Difficulty initiating or maintaining sleep were reported by 23.9% of the sample and was associated in the regression model with age (OR = 1.008, p = .003), female sex (OR = 1.344, p < .001), an income reduction >50% (OR = 1.248, p = .037), having one (OR = 1.208, p = .029) and two or more (OR = 1.299, p = .035) elderly dependents, drinking alcohol (OR = 1.129, p = .024), and a higher score on DASS-21 depression (OR = 1.148, p < .001), anxiety (OR = 1.218, p < .001), or stress (OR = 1.302, p < .001) subscales, whereas being able to enjoy free time (OR = 0.604, p < .001) and painting or listening to music (OR = 0.853, p = .012) were protective factors.
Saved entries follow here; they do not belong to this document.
PR #8424, opened 2025-02-09
Lifeboat launch now checks for held ID

zzzmike:
# About the pull request

Previously you had to be wearing the ID properly, now you can also hold the ID

edge cases accounted for

tested it on local, worked

<details>

</details>

# Changelog
:cl:
qol: Previously you had to be wearing a valid ID to launch a lifeboat, now you can also hold it in hand
/:cl:

### DIFF
--- a/code/modules/shuttle/computer.dm
+++ b/code/modules/shuttle/computer.dm
@@ -416,9 +416,10 @@
 
 				var/mob/living/carbon/human/human_user = user
 				var/obj/item/card/id/card1 = human_user.get_idcard()
+				var/obj/item/card/id/card2 = human_user.get_idcard()
 
 				if(!card1 || (!(ACCESS_MARINE_SENIOR in card1.access) && !(ACCESS_MARINE_DROPSHIP in card1.access))) // if no card or not enough access, check for held id
-					var/obj/item/card/id/card2 = locate(/obj/item/card/id) in human_user
+					card2 = locate(/obj/item/card/id) in human_user
 
 				if(!card2 || (!(ACCESS_MARINE_SENIOR in card2.access) && !(ACCESS_MARINE_DROPSHIP in card2.access))) // still no valid card found?
 					to_chat(user, SPAN_NOTICE("[src]'s screen says \"Unauthorized access. Please inform your supervisor\"."))
--- a/code/modules/shuttle/computer.dm
+++ b/code/modules/shuttle/computer.dm
@@ -415,13 +415,12 @@
 					return
 
 				var/mob/living/carbon/human/human_user = user
-				var/obj/item/card/id/card1 = human_user.get_idcard()
-				var/obj/item/card/id/card2 = human_user.get_idcard()
+				var/obj/item/card/id/card = human_user.get_idcard()
 
-				if(!card1 || (!(ACCESS_MARINE_SENIOR in card1.access) && !(ACCESS_MARINE_DROPSHIP in card1.access))) // if no card or not enough access, check for held id
-					card2 = locate(/obj/item/card/id) in human_user
+				if(!card || (!(ACCESS_MARINE_SENIOR in card.access) && !(ACCESS_MARINE_DROPSHIP in card.access))) // if no card or not enough access, check for held id
+					card = locate(/obj/item/card/id) in human_user
 
-				if(!card2 || (!(ACCESS_MARINE_SENIOR in card2.access) && !(ACCESS_MARINE_DROPSHIP in card2.access))) // still no valid card found?
+				if(!card || (!(ACCESS_MARINE_SENIOR in card.access) && !(ACCESS_MARINE_DROPSHIP in card.access))) // still no valid card found?
 					to_chat(user, SPAN_NOTICE("[src]'s screen says \"Unauthorized access. Please inform your supervisor\"."))
 					return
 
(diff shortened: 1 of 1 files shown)


ihatethisengine:
not quite following, why? Why would you interact with a console while holding your ID in your hand? I can understand holding an ID of another person to launch

zzzmike:
> not quite following, why? Why would you interact with a console while holding your ID in your hand? I can understand holding an ID of another person to launch

the person that made me discover this as an issue said that they were used to having id in hand to interact with the keycard authentication console to set red alert, so they did the same here

ihatethisengine:
> the person that made me discover this as an issue said that they were used to having id in hand to interact with the keycard authentication console to set red alert, so they did the same here

I mean keycard authentication is a thing you are supposed to swipe, why would you use it on a computer I still do not really understand...

zzzmike:
Well, in any case, they tried. And this wouldn't be the only thing that can function via held id or worn id - airlocks for example. You can imagine the airlock detects any nearby ID or whatever, so same for the console. And in my real life job I did have to stick a chipped card into a card reader to log into a work computer, so there's precedent in that sense.

code/modules/shuttle/computer.dm
```diff
@@ -417,7 +417,13 @@
 				var/mob/living/carbon/human/human_user = user
 				var/obj/item/card/id/card = human_user.get_idcard()
 
-				if(!card)
+				if(!card) // if no card is worn, check for held id
+					for(var/obj/item/held_item in human_user.contents)
+						if(istype(held_item, /obj/item/card/id))
+							card = held_item // held id is set as the card
+							break
```
hry-gh, line 424: this is all equivalent to

```suggestion
					card = locate(/obj/item/card/id) in human_user
```

hry-gh (changes requested):

ihatethisengine:
> Well, in any case, they tried. And this wouldn't be the only thing that can function via held id or worn id - airlocks for example. You can imagine the airlock detects any nearby ID or whatever, so same for the console. And in my real life job I did have to stick a chipped card into a card reader to log into a work computer, so there's precedent in that sense.

Why do you compare the lifeboat's console with doors? Are there any other consoles that can work with ID being held, not worn? I am not aware of any. So this change would make it inconsistent if anything.

zzzmike:
> Why do you compare the lifeboat's console with doors?
Because you're using your ID on both to get access.

ihatethisengine:
> Because you're using your ID on both to get access.

But it is different though? You usually open doors by bumping into them, but there is another mechanic that allows you to open them by clicking with held ID. You still cannot bump-open doors by holding an ID in your hand. Yet again, there is no console that works like that. So, this is just inconsistent. 

More than that, your implementation is just confusing:

For example, let's use doors. You are a private, you found a SO corpse and looted their ID. Then you clicked a CiC door with the SO's ID and entered it. Good job!
Now to your current implementation. You are a private, you found a SO corpse and looted their ID. Then you clicked on a lifeboats launch console with the SO ID and... Access denied. Because the console checks for your worn ID first anyway. 

To make this work, you should either loop through all ID in player's content for sufficient access, or use attackby proc. 

But I am telling you again, this will be inconsistent. Currently if player tries to access a console by clicking it with ID, he fails. So he never does this again. If this gets merged, player will learn that he's actually able to access consoles by clicking them with ID, so he'll try the same on other consoles and fail. And there will be no way for player to tell if a console is accessible with held ID or not. Consistency matters, because player should be able to assume what he can and cannot do.

zzzmike:
> If this gets merged, player will learn that he's actually able to access consoles by clicking them with ID, so he'll try the same on other consoles and fail.

No. The player that tried this is a whitelisted synth. If your whole thing about "everyone uses every different consoles the same way after learning about one console (but airlocks and the authentication devices and whatever other devices aren't included because they're different somehow)" is true, this must be the first time a _whitelisted synth player_ used **any** console, right? Or they would've learned to not try this?

I'm not trying to make the entire game into some kind of perfect consistent state. I'm just reacting to an experienced player who decided to put their ID into their hand before interacting with the lifeboat and got 'access denied' and so figured that their class didn't have access. This PR is not perfect. Do I think it's still an improvement? Yup. That's my bar.

zzzmike:
In any case, it should at least grant access if either held or worn id has the right access, so changed it for that.

ihatethisengine:
https://github.com/cmss13-devs/cmss13/pull/8424/files#diff-7e56ae828b611a418f708858a7048ba827119dd767af422080fcf90e28b0b85dR365

Put required access there.

Replace your code with
`if(!allowed(human_user))`

ihatethisengine:
Wait, it all is still in attack_hand proc. Which means clicking your object (console) with held ID simply won't work. Same goes for the most of the machinery, they only react to attack_hand, while clicking something with an ID is attackby. So there is actually no sane and consistent way to do what you are trying to do.

Flight console, remote dropship control, ERT console all work with attack_hand, thus you cannot use them by clicking them with ID.

hry-gh (approved):
ihatethis is right though we should make all the id stuff more consistent

zzzmike:
> Wait, it all is still in attack_hand proc. Which means clicking your object (console) with held ID simply won't work.

I get what you're saying but I did test using the console with held ID (and active hand being the held ID) - it did work.

PR #8425, opened 2025-02-09
Removes pixel shifting

Git-Nivrak:
# About the pull request
Removes pixel shifting items

# Explain why it's good for the game
Cool idea in theory but in reality it is mostly being used for stuff like hiding claymores and in general the implementation is pretty buggy
# Testing Photographs and Procedure
<details>
<summary>Screenshots & Videos</summary>

Put screenshots and videos here with an empty line between the screenshots and the `<details>` tags.

</details>

# Changelog
:cl:
del: Removed pixel shifting
/:cl:

PR #8443, opened 2025-02-10
Reverts #8425, makes active claymores layer above (almost) all items so they cannot be hidden.

efzapa:
# About the pull request

Re-adds pixel shifting and makes it so claymores only appear under mobs (and whatever else is layered above mobs)

Nuking an entire feature because you died and not even looking to see how you can fix the root problem is bad, which is basically what  #8425 did.
While I am not disparaging the idea behind the PR, it *was* a good idea, you shouldn't be able to hide claymores, it's scummy.
The issue I have with the PR is that it took the nuclear route and the execution was near-abysmal.

On top of this, there is a PR up right now reworking Yautja Ship that utilizes, dare i say requires pixel shifting as a mechanic for the trophy racks.

There is no reason this should have been nuked when we apparently ALREADY had commented out code that would solve this instantly.

<details>

image

</details>

# Changelog
:cl:
add: Re-Added Pixel Shifting.
balance: Claymores will now appear above all items and cannot be hidden by them, you can however still trap bodies and tall grass.
/:cl:

### DIFF
--- a/code/__DEFINES/keybinding.dm
+++ b/code/__DEFINES/keybinding.dm
@@ -54,6 +54,10 @@
 #define COMSIG_KB_HUMAN_ROTATE_CHAIR "keybinding_human_rotate_chair"
 #define COMSIG_KB_HUMAN_SHOW_HELD_ITEM "keybinding_human_show_held_item"
 #define COMSIG_KB_HUMAN_CYCLE_HELMET_HUD "keybinding_human_cycle_helmet_hud"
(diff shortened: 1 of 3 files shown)


Drulikar:
Not interested thank you.

efzapa:
> Not interested thank you.

not interested in an objectively good fix/addition to the codebase?
not interested in pixel shifting?

I did what the guy was ***trying*** to do from the start, literally better

Drulikar:
Elaborated on discord, but for visibility: Pixel shifting was cited as likely problematic when it was originally proposed. Its already gone through several exploit passes. It is no longer deemed something worth trying to maintain.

Dreams related to COVID-19 were reported by 12.9% of the sample and were associated in the regression model with female sex (OR = 1.617, p < .001), being married (OR = 1.190, p = .015), self-employed (OR = 1.373, p = .032), or a civil servant (OR = 1.412, p = .010), having been tested for COVID-19 (OR = 1.583, p = .012), having infected family or friends (OR = 1.233, p = .001), reading news about coronavirus (OR = 1.139, p = .023), drinking alcohol (OR = 1.251, p < .001), and higher scores on DASS-21 depression (OR = 1.102, p < .001), anxiety (OR = 1.222, p < .001), or stress (OR = 1.213, p < .001) subscales, while protective factors were older age (OR = 0.983, p < .001) and being retired (OR = 0.625, p = .045).

Conclusions

These findings could help clinicians and public health systems design and deliver tailored interventions, such as internet-delivered campaigns, to promote sleep quality in the general population.



中文翻译:

西班牙大型样本中 COVID-19 爆发对睡眠的早期影响

摘要

介绍

2019 年冠状病毒病 (COVID-19) 迫使西班牙实施前所未有的封锁限制。在这种情况下,不同的因素可能会恶化睡眠质量,但大流行和封锁对睡眠的影响仍然大多未知。在这项横断面研究中,我们描述了来自大型西班牙样本(n = 15,070)的没有精神健康障碍的人自我报告的睡眠障碍。

方法

在锁定的早期阶段(3 月 19 日至 26 日),使用滚雪球抽样方法启动了一项在线调查,其中包括社会人口学和临床数据以及抑郁、焦虑和压力量表 (DASS-21) 以及事件的影响规模 (IES)。使用 IES 的两个项目来评估睡眠特征。进行了描述性和双变量分析以及逻辑回归模型。

结果

23.9% 的样本报告了开始或维持睡眠的困难,并且在回归模型中与年龄 (OR = 1.008, p = .003)、女性 (OR = 1.344, p < .001)、收入减少 > 50% (OR = 1.248, p = .037),有一个 (OR = 1.208, p = .029) 和两个或更多 (OR = 1.299, p = .035) 老年家属,饮酒 (OR = 1.129, p = .024),在 DASS-21 抑郁 (OR = 1.148, p < .001)、焦虑 (OR = 1.218, p < .001) 或压力 (OR = 1.302, p < .001) 分量表上得分更高, 而能够享受空闲时间 (OR = 0.604, p< .001) 和绘画或听音乐 (OR = 0.853, p = .012) 是保护因素。12.9% 的样本报告了与 COVID-19 相关的梦境,并在回归模型中与女性(OR = 1.617,p < .001)、已婚(OR = 1.190,p = .015)、自我受雇(OR = 1.373,p = .032)或公务员(OR = 1.412,p = .010),接受过 COVID-19 检测(OR = 1.583,p = .012),感染了家人或朋友(OR = 1.233, p = .001)、阅读有关冠状病毒的新闻 (OR = 1.139, p = .023)、饮酒 (OR = 1.251, p< .001),以及 DASS-21 抑郁 (OR = 1.102, p < .001)、焦虑 (OR = 1.222, p < .001) 或压力 (OR = 1.213, p < .001) 分量表的得分较高,而保护因素是年龄较大 (OR = 0.983, p < .001) 和退休 (OR = 0.625, p = .045)。

结论

这些发现可以帮助临床医生和公共卫生系统设计和提供量身定制的干预措施,例如通过互联网提供的活动,以提高普通人群的睡眠质量。